Wir möchten den Gaming und Lanparty PC (Shuttle SX79R5 / i7 3820 / 16GB Quadchannel) meines Sohnes nun zum Geburtstag upgraden.
Dazu wird er die vorandene 2-Slot breite Zotac GTX 680 4GB (2x 6Pin PCIe Buchsen)
gegen die 2-Slot breite Zotac GTX 1080 AMP (2x 8Pin PCIe Buchsen) austauschen.

Das Netzteil ist das Shuttle PC63J (500W 1x 6Pin + 1x 8Pin) Der 8Pin Anschluss ist auch zum 6Pin trennbar und wird z.Zt. auch als 6Pin genutzt.

Die eigentliche Frage ist nun, langt das mit 1x 6Pin + 1x 8Pin bzw. sind 2x 8Pin zwingend bei der Zotac GTX 1080 AMP nötig?
Es gab um dieses Thema hier schon ähnliche Diskussionen (Adapter etc.), die mich aber nicht wirklich weiter brachten.
Meine Überlegung ist nämlich folgende:

1x 8 Pin PCIe Stromanschluss bringt 150W
1x 6 Pin PCIe Stromanschluss bringt 75W
Der PCI Express Steckplatz selbst liefert maximal 75W

Zotac gibt bei der noch verbauten GTX 680 4GB einen Stromverbrauch von 195W an.
Im Moment wird es also mit bis zu 225W versorgt (2x 6Pin = 150W + 75W PCI Express Steckplatz) = Alles im grünen Bereich!

Zotac gibt bei der einzubauenden GTX 1080 AMP einen Stromverbrauc von 230W an.
Das wären doch dann bei uns  300W (1x 6Pin = 75W + 1x 8 Pin = 150W + 75W PCI Express Steckplatz) = Müsste doch auch locker langen?

Oder habe ich da jetzt irgendeinen Denkfehler?

Die 2x 8Pin bei den heutigen Netzteilen bedeuten doch eigentlich nur das bis zu 300W geliefert werden können.
Aber wenn die Graka die doch nicht braucht?

Lange Rede, kurzer Sinn:
Die Zotac 1080 AMP möchte bis zu 230W, am liebsten weil es so verbreitet ist über 2x 8Pin Anschluss.
Ich kann ihr bis zu 300W liefern, das aber nur mit 1x 6Pin und 1x 8Pin 

Was meint Ihr, funktioniert mein Vorhaben, hat jemand von euch ähnliche Erfahrungen gemacht?

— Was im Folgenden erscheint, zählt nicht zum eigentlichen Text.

PR #2097, opened 2023-03-21
Relicensing: CC BY-SA 4.0

jonaharagon:
Changes proposed in this PR:

- Change site license from CC BY-ND 4.0 to CC BY-SA 4.0

We should have consent from all copyright holders to relicense content w/ team approval already, so that is not an issue. My current feeling is that #1820 was probably a mistake, and that the No Derivatives license doesn't really provide us with significant advantages, but it does mean we're not really "giving back" to the community in a sense, it doesn't feel open.


dngray:
My only concern is that some of our articles could be considered "testimony" as in what we observed when we tested something. In such a situation [no derivatives makes sense](https://opensource.stackexchange.com/questions/357/is-the-cc-by-nd-an-open-license):

> The CC BY-ND is not compatible with either the OSI's Open Source definition or the FSF's Free Software Definition.
>
> That said, the FSF still considers it to have an appropriate use that is compatible with their movement: to licence opinions and testimonies. The licence shouldn't be used for documentation or project assets, but they do consider it to be appropriate for works which represent the thoughts of a single person and which it would be misleading to change. To quote [Richard Stallman](http://www.gnu.org/philosophy/copyright-and-globalization.html#opinions):
>
>> The second class of work is works whose purpose is to say what certain people think. Talking about those people is their purpose. This includes, say, memoirs, essays of opinion, scientific papers, offers to buy and sell, catalogues of goods for sale. The whole point of those works is that they tell you what somebody thinks or what somebody saw or what somebody believes. To modify them is to misrepresent the authors; so modifying these works is not a socially useful activity. And so verbatim copying is the only thing that people really need to be allowed to do.

jonaharagon:
I guess that is a convincing argument... We can reopen this if anyone else has a different opinion but I'm fine with closing this issue.

jorgesumle:
> We can reopen this if anyone else has a different opinion 

I have a different opinion.

Non-derivative licenses promote centralization. If I want to make my own version and publish it elsewhere, I can't. If I want to improve something or translate it (maybe I don't want to use the centralized and privacy-invasive software that you promote here), I can't if I don't have the permission.

jonaharagon:
> maybe I don't want to use the centralized and privacy-invasive software that you promote here

If you don't like our work then why use it at all?

jorgesumle:
> If you don't like our work then why use it at all?

I'm talking about Crowdin and GitHub (both proprietary and non-free). It's called [network effect](https://en.wikipedia.org/wiki/Network_effect). I host my projects on [NotABug](https://notabug.org/jorgesumle/) and mostly [contribute translations using Weblate](https://hosted.weblate.org/user/jorgesumle/).

jonaharagon:
Looking at your Weblate profile, the projects that you contribute to are simply very technically different than privacyguides.org.

Weblate was something we heavily investigated, and I had my own Weblate server set up to try to use for this purpose. The problem was that Weblate simply could not work with unstructured Markdown files effectively.

The alternative would have been somehow converting the entire website into individual strings and a format understandable by translation platforms like Weblate, but that would have made it virtually impossible to contribute on the English side of things.

Crowdin has native support for Markdown documents, and as far as I'm aware it is the only free (as in beer) solution that does so.

jorgesumle:
> The problem was that Weblate simply could not work with unstructured Markdown files effectively.

https://github.com/WeblateOrg/weblate/issues/3106

dngray:
Now that we have proper [translations](https://www.privacyguides.org/en/meta/translations/), there is less reason for the whole ND restriction. Anyone plagiarizing the site and cloning it entirely will be punished by the various duplicate content algorithms which search engines have. This encourages things to stay on the main site. Also in the past that restriction was because clones of the website appeared in other languages and were all hugely out of date with source material.

A BY-SA license is more like a GPL license, in that content based off it still has to be available under the license that we provide it under and not more restrictive, so this is also a good thing.

dngray (approved):

hook9 (approved):

blacklight447 (approved):

freddy-m (approved):

PR #2099, opened 2023-03-22
update!: Add Phone Service Providers

### LINKED ISSUE #2009: VOIP Providers
### Discussed in https://github.com/privacyguides/privacyguides.org/discussions/466

<sup>Originally posted by **ph00lt0** December 14, 2021</sup>
We should add a recommendation to use VOIP numbers for phone calls. A couple of reasons:

- You can use multiple numbers on one(or multiple) devices
- You will not be vulnerable to broad-com band attacks
- Your location stays private when making a call

IntelTechniques covered their solution on his website: https://inteltechniques.com/voip.suite.html

Another solution I am aware of: https://jmp.chat/

It should obviously be made very clear that calls and SMS are not private. I am however certain that everyone will need both of them from time to time, and it's still worth it to take measures in this area as well. </div>

jonaharagon:
Changes proposed in this PR:

- Adds phone number provider page
- Replaces duplicate images with symlinks

Closes: #2009 

To-do list:

- [x] **Criteria**
- [ ] JMP.chat logo
- [x] MySudo logo
- [ ] Hushed logo
- [ ] Cheogram logo
- [ ] VOIPSuite logo
- [ ] Silent Link Logo


dngray:
One of the advantages of telnum.net is [they take monero](https://telnum.net/pay-with-cryptocurrencies/) which I'm not aware of the others doing.

Their [once-use disposable SMS numbers](https://telnum.net/services/disposable-number/) are useful for things like Discord. Some rooms there require a set phone number. Discord does do some checking to see if it's a VOIP number, and you don't get charged if no SMS is received from the VOIP number, so you can just try again.

jonaharagon:
There is also https://silent.link/

jonaharagon:
@ph00lt0 see: https://github.com/privacyguides/privacyguides.org/pull/2099/files#diff-1e0a622877fe626bbe5eceee6525b85baed7d4eaf7addea856f4f04b6eaac7f1R77-R79

Google Voice doesn't meet at least two of our criteria. I'm not interested in recommending less privacy-respecting providers on a cost-basis alone, which seems to be the only advantage it has.

jonaharagon:
After researching PGPP a bit more I think that the concerns about it I had in https://github.com/privacyguides/privacyguides.org/discussions/1615#discussioncomment-3355447 are correct, I'm not going to include them.

I did initially think that PGPP might still provide protection against third-party IMSI-catchers like Stingrays even though it doesn't protect against network operator tracking, but even in that case it appears that more advanced catchers can track IM**E**I numbers as well, which is the whole problem anyways.

jonaharagon:
> But one thing they do well is that using cryptogaphy they made it impossible to figure out who pays for which subscription. This could still be a huge advantage that I have not seen elsewhere.

I'm unsure how this is an advantage over paying for Silent Link with Monero?

jonaharagon:
Okay, I'm following you. I added PGPP with the requisite warnings for review, it does seem like there is at least one compelling use-case. I also like that they have unlimited data.

nopeitsnothing:
Consider the [registration policies](https://prepaid-data-sim-card.fandom.com/wiki/Registration_Policies_Per_Country) for each service per-country, as well. Buying a "burner" e-SIM can be considered illegal in many regions, so some providers actually break the law while providing anonymous communication.

BionicBison05:
What about [Cloaked](cloaked.app)? They seem to be more of an all-in-one solution that includes email aliases but one of their notable features is unlimited phone numbers at a flat monthly fee which lends itself to creating a new phone number for every interaction rather than having to decide how to allocate a limited amount of numbers. This would minimize the inconvenience of any one recipient of a phone number doing something that would require you to delete it, since you could just deactivate a unique number rather than having to migrate every service that relies on a shared one.

lepras:
This link right here is too important to not include on the page

https://wiki.soprani.ca/FAQ/Why%20isn%27t%20my%20number%20being%20accepted%20by%20an%20online%20service%3F

Jonah King include it wherever you see fit!

dngray:
> if we should recommend disposable numbers

For accounts you don't really care about it might be fine. Some silly discord room for example where you want to ask about support of a product or something.

They also do rental numbers too.

docs/phone.md
```diff
@@ -0,0 +1,195 @@
...
+
+Therefore, unless you *also* physically swap your phone hardware every few days, ==it would be trivial for the network operator to build a location profile of a specific device despite IMSI randomization, because your IMEI is a static identifier visible to the network.== Additionally, PGPP will not even protect against anything but the most basic third-party [IMSI-catchers](https://en.wikipedia.org/wiki/IMSI-catcher), because most modern IMSI-catchers can track IMEI as well.
+
+This service requires an eSIM compatible Android phone, like the [Google Pixel](android.md#android-devices).
```
redoomed1, line 185: Invisv recently announced the shutdown of PGPP on their blog: https://invisv.com/articles/service_shutdown.html
```suggestion

```

friadev:
I think we should also take a look at [Cape](https://www.cape.co) for this section.

[Google Fi](https://fi.google.com/about/) also provides opportunistic [encrypted](https://support.google.com/fi/answer/11303397?hl=en#zippy=%2Chow-end-to-end-encryption-works) calls between Fi customers, and Google Messages provides E2EE RCS texting between Google Messages users, although this will soon be cross-platform. They also have their very interesting [Fi Virtual Carrier Network](https://www.gstatic.com/fi/wormhole/whitepaper-a00cc4732620f382da5b7aac2bcb6905f970ba6b.pdf).

PR #2112, opened 2023-04-05
Add additional information

jermanuts:
Changes proposed in this PR:

- 

- [x] I have disclosed any relevant conflicts of interest in my post.
- [x] I agree to grant Privacy Guides a perpetual, worldwide, non-exclusive, transferable, royalty-free, irrevocable license with the right to sublicense such rights through multiple tiers of sublicensees, to reproduce, modify, display, perform, relicense, and distribute my contribution as part of this project.
- [x] I am the sole author of this work. 
- [x] I agree to the [Community Code of Conduct](https://www.privacyguides.org/en/code_of_conduct/).

PR #2117, opened 2023-04-08
VPN Overview Rewrite

### LINKED ISSUE #2118: VPN ownership article for blog
### Affected page

https://www.privacyguides.org/en/basics/vpn-overview/#sources-and-further-reading

### Description

Looking at the VPN page we could clean up the "Sources and Further Reading" and "Related VPN Information" sections by writing our own article on VPN ownership.

I'm not a fan of cross linking to those sites mentioned in https://github.com/privacyguides/privacyguides.org/pull/2117 and https://github.com/privacyguides/privacyguides.org/pull/2112/files#diff-6ff877175c1e0d1e526cece2a0fb849033a13b945a45da94f309780edb4d0f6f (to a lesser degree) due to the fact they're owned by astro-turfing companies, or VPN companies themselves.

The data is public information, so there's no issues of plagiarism there.

The map on Windscribe's article is a nice touch though https://embed.kumu.io/9ced55e897e74fd807be51990b26b415#vpn-company-relationships and we might be able to do something with that.

### Sources

a

### Before submitting

- [X] I am reporting something that is verifiably incorrect, not a suggestion or opinion.
- [X] I agree to the [Community Code of Conduct](https://www.privacyguides.org/en/code_of_conduct/).

mfwmyfacewhen:
Changes proposed in this PR:

- Incorporate additional info links into the article
- Update info and elaborate on things that need to be more in-depth

closes #2118 


docs/basics/vpn-overview.md
```diff
@@ -12,7 +12,7 @@ A VPN can help as it can shift trust to a server somewhere else in the world. As
 
 ## Should I use a VPN?
 
-**Yes**, unless you are already using Tor. A VPN does two things: shifting the risks from your Internet Service Provider to itself and hiding your IP from a third-party service.
+You should [take IVPN's quick test](https://www.doineedavpn.com) to see if a VPN is right for your threat model. A VPN does two things: shifting the risks from your Internet Service Provider to itself and hiding your IP from a third-party service.
```
jonaharagon, line 15: This I think is the same issue I mentioned here: https://github.com/privacyguides/privacyguides.org/pull/2112#issuecomment-1500928034

> If information is important, we should be adding it to the site directly.

docs/basics/vpn-overview.md
```diff
@@ -60,18 +60,4 @@ A VPN may still be useful to you in a variety of scenarios, such as:
 1. Hiding your downloads (such as torrents) from your ISP and anti-piracy organizations.
 1. Hiding your IP from third-party websites and services, preventing IP based tracking.
 
-For situations like these, or if you have another compelling reason, the VPN providers we listed above are who we think are the most trustworthy. However, using a VPN provider still means you're *trusting* the provider. In pretty much any other scenario you should be using a secure**-by-design** tool such as Tor.
```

Gruß und schönen Sonntag noch


----------



## RtZk (5. Februar 2017)

*AW: Zotac GTX 1080 AMP an 500W Netzteil mit 1x 6Pin + 1x 8Pin PCIe Stromanschluss möglich?*

Ich denke mal das Netzteil ist ziemlich alt und es kommt nicht nur auf die Watt Anzahl an! Ich würde keine 1080 mehr an ein altes Netzteil anschließen, welches schon zum Kaufzeitpunkt nicht gerade die Krönung war. Ich würde dir klar einen Netzteil Neukauf empfehlen. Falls ich falsch liege sorry es sieht mir aber nicht so aus als wäre es ein Markennetzteil, eher nach einem Chinaböller man findet auch nirgendwo Tests dazu.


----------



## Killermarkus81 (5. Februar 2017)

*AW: Zotac GTX 1080 AMP an 500W Netzteil mit 1x 6Pin + 1x 8Pin PCIe Stromanschluss möglich?*

Hallo,

Zunächst mal - die Verbrauchsangaben sind absolut Werte - da muss man nicht auf die Aufteilung achten,dass macht die Karte selbst (siehe Aufreger der RX480 die zuviel aus dem PCI-E Slot gezogen hat).

Die Customdesigns unterscheiden sich in Sachen Leistungsaufnahme erheblich - eigentlich ist der Chip ja immer der gleiche aber das Powerlimit ist ausschlaggebend und das ist gerade bei der Amp Extreme ebenso extrem.

Ich meine mich zu erinnern das bei Anno über 300 Watt fließen.

Früher haben Grafikkarten eine konstante Last angefordert, dass hat sich mittlerweile ebenso stark geändert und stellt zusätzliche Ansprüche ans Netzteil - die Gefahr eines Defekts ist also da und mit hoher Wahrscheinlichkeit dann auch für die Karte und/oder Mainboard.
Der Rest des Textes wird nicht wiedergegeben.